◆ Exercise description ◆
Write out exactly the lines that run from the one containing "Bugfix - recovered comments" to the end of the entries below, with both end lines included.

========

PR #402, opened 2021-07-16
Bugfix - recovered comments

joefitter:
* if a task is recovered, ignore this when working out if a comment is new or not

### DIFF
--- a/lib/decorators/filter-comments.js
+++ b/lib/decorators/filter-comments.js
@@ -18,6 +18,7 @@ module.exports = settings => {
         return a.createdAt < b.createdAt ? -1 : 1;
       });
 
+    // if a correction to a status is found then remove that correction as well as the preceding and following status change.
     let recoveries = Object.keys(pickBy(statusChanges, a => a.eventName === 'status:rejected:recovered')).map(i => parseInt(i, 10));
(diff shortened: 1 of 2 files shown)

========

◆ Completed task ◆
Bugfix - recovered comments

joefitter:
* if a task is recovered, ignore this when working out if a comment is new or not

### DIFF
--- a/lib/decorators/filter-comments.js
+++ b/lib/decorators/filter-comments.js
@@ -18,6 +18,7 @@ module.exports = settings => {
         return a.createdAt < b.createdAt ? -1 : 1;
       });
 
+    // if a correction to a status is found then remove that correction as well as the preceding and following status change.
     let recoveries = Object.keys(pickBy(statusChanges, a => a.eventName === 'status:rejected:recovered')).map(i => parseInt(i, 10));
(diff shortened: 1 of 2 files shown)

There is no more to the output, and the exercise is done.